Bundeswirtschaftsminister Altmaier hält die Lausitz als Batterienstandort für möglich. Ifo-Präsident Fuest widerspricht dem, da diese keine Expertise auf dem Gebiet der Batterietechnologie besitzt.

Der Präsident des Ifo-Instituts, Clemens Fuest, gibt der Lausitz nach Angaben des Mitteldeutschen Rundfunks (MDR) keine Chance für die Ansiedlung einer Fabrik für Batteriezellenfertigung. "Es gibt in der Lausitz heute keine Kompetenz im Bereich Batterien und Mobilität", sagte Fuest dem MDR-Magazin "Umschau" nach Angaben des Senders vom Dienstag. "Eine Batteriefabrik könnte erfolgreich sein, wenn sie in Wolfsburg, in Stuttgart oder in München ist, wo wir schon Expertise haben. Diese gibt es in der Lausitz nicht." Bundeswirtschaftsminister Peter Altmaier (CDU) hält den Aufbau einer Batteriezellen-Produktion in der Lausitz dagegen für möglich. Die Lausitz in Brandenburg und Sachsen ist vom geplanten Ausstieg aus der Braunkohle bis 2038 betroffen.
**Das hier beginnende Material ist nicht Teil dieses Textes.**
PR #737, opened 2019-01-25
Travis should use pipenv

colincadams:
This allows us to get rid of requirements.txt, as docker doesn't use it either


colincadams:
@arian487 do the cloud functions use our top-level `requirements.txt`?

arian487:
Nope, the cloud functions use their own requirements.txt in the directory

colincadams:
@arian487 after our discussion yesterday we are good to go on this correct? can I get an LGTM? 😁

Issue #719, opened 2019-01-23
schema additions


jamwalla:
From #707:
 - Add column Charge.charge_notes
 - Add enum value CourtType.CIVIL
 - Add enum value ChargeStatus.REVOKED

From #723:
 - Add column Bond.BOND_AGENT (BOND_AGENCY? BONDSMAN?)

ohinds:
Ah right, you weren't around when jasmine got back to me about surety. Apparently this means different things in different places, so we're going to call that 'secured'. I do like the idea of adding a bond agent field though.

zdg2102:
`charge_notes` and `bond_agent` were added in #747

`CourtType.CIVIL` was added in #753

`ChargeStatus.REVOKED` is part of community supervision, so it'll be covered by #400

And the changes to `BondType` and `BondStatus` will be covered by #741

PR #749, opened 2019-01-25
SmartCOP (CTS) vendor scraper

jamwalla:
3 children: us_fl_bradford, us_fl_columbia, us_ga_gwinnett

~~1 new enum: BondType.SURETY (TBD, #719)~~ mapping 'SURETY' -> BondType.SECURED instead


recidiviz/ingest/us_fl_bradford/us_fl_bradford_scraper.py
```diff
@@ -0,0 +1,44 @@
...
+
+    def __init__(self):
+        super(UsFlBradfordScraper, self).__init__('us_fl_bradford')
+
+    def get_initial_task(self) -> Task:
+        return self.get_preview_task()
+
+    def get_enum_overrides(self):
+        return {
+            'C': ChargeDegree.EXTERNAL_UNKNOWN,
```
jessex: Curious: are these meant to stay as unknown indefinitely, or are we trying to figure out what they correspond to?

recidiviz/ingest/us_fl_columbia/us_fl_columbia_scraper.py
```diff
@@ -0,0 +1,43 @@
...
+class UsFlColumbiaScraper(SmartCopScraper):
+    """Scraper implementation for us_fl_columbia."""
+    def __init__(self):
+        super(UsFlColumbiaScraper, self).__init__('us_fl_columbia')
+
+    def get_initial_task(self):
+        return self.get_preview_task()
+
+
+    def get_enum_overrides(self):
```
jessex: If these maps are the same across all counties for the vendor, shouldn't the map go in the vendor?

recidiviz/ingest/us_fl_columbia/us_fl_columbia_scraper.py
```diff
@@ -0,0 +1,43 @@
...
+        return {
+            'C': ChargeDegree.EXTERNAL_UNKNOWN,
+            'F': ChargeDegree.EXTERNAL_UNKNOWN,
+            'S': ChargeDegree.EXTERNAL_UNKNOWN,
+            'T': ChargeDegree.EXTERNAL_UNKNOWN,
+            'N': ChargeDegree.EXTERNAL_UNKNOWN,
+            'I': Race.AMERICAN_INDIAN_ALASKAN_NATIVE,
+            'U': Race.EXTERNAL_UNKNOWN,
+            '': None
```
jessex: Does an empty string not usually map to None?

jamwalla:
i think this is ready for review. @ohinds, do you know what charge classes ('Degree' or 'Level') the following are? C, F, L, M, N, S, T

thanks!!

recidiviz/ingest/us_fl_columbia/us_fl_columbia_scraper.py
jamwalla: fixed in #707, there should never be empty strings on IngestInfo.

recidiviz/ingest/us_fl_bradford/us_fl_bradford_scraper.py
jamwalla: We should figure out what they mean! I moved them to the vendor scraper since they seem to be common across TN and GA.

queue.yaml
```diff
@@ -234,6 +258,18 @@ queue:
     task_age_limit: 3d
     task_retry_limit: 5
 
+# us-fl-columbia-scraper - Columbia County, Florida
```
jessex: We've got Columbia County in this changeset twice now. Lines 225 and 261.

jamwalla: oops, thanks!!

recidiviz/ingest/vendors/smart_cop/smart_cop_scraper.py
```diff
@@ -0,0 +1,140 @@
...
+        task.json['RecordsLoaded'] = str(int(last_index) + returned)
+        return [task]
+
+    def get_initial_task(self) -> Task:
+        endpoint = '{}/{}'.format(self.region.base_url, 'AddMoreResults')
+        return Task(endpoint=endpoint, json=_SEARCH_PARAMS,
+                    response_type=ResponseType.JSON,
+                    task_type=TaskType.SCRAPE_DATA_AND_MORE)
+
+    def get_preview_task(self) -> Task:
```
ohinds: Do we know what the limit is? What if a jail is under this limit now and we use the preview task, but then it grows and we can't use it anymore?

jamwalla: This is a really good point. I changed this so all scrapers first try the preview task, since it fails gracefully. If it does fail, we can fall back on the search instead.

jamwalla:
> C, F, L, M, N, S, T

C, F, N are both
L, S, T are only a degree
M is only a level

jamwalla:
Talked to Oliver, I'm going to merge this now and we'll fill in the overrides when we find out what things mean (#806).

PR #750, opened 2019-01-26
split app.yaml for staging and prod

colincadams:


prod.yaml
```diff
@@ -0,0 +1,11 @@
...
+env: flex
+
+resources:
+  cpu: 1
+  memory_gb: 0.5
+  disk_size_gb: 10
+beta_settings:
+  cloud_sql_instances: recidiviz-123:us-east4:prod-data
+env_variables:
+  RECIDIVIZ_ENV: production
```
jessex: I see this is the same value in both environments. Is that correct?

colincadams: For now yes because we want [`in_prod`](https://github.com/Recidiviz/recidiviz-data/blob/master/recidiviz/utils/environment.py#L35) to be true. But we could change it in the future.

Münster in Nordrhein-Westfalen hatte von Bundesforschungsministerin Anja Karliczek (CDU) den Zuschlag als Hauptstandort für eine neue Batteriefabrik bekommen. Brandenburgs Wissenschaftsministerin Martina Münch (SPD) wies in der vergangenen Woche darauf hin, dass ihr Land sich nicht dafür beworben hatte, da es keinen Forschungsstandort gebe, der in diesem Bereich forscht. Sie hofft, dass die Forschung in Münster läuft, die Produktion aber an andere Standorte geht. Der BASF-Standort Schwarzheide in der brandenburgischen Lausitz ist nach eigener Darstellung an der Ansiedlung einer Produktionsanlage für Batterie-Materialien interessiert. Der Vorstand muss nach Angaben der BASF Schwarzheide noch über den Bau einer Neuanlage entscheiden.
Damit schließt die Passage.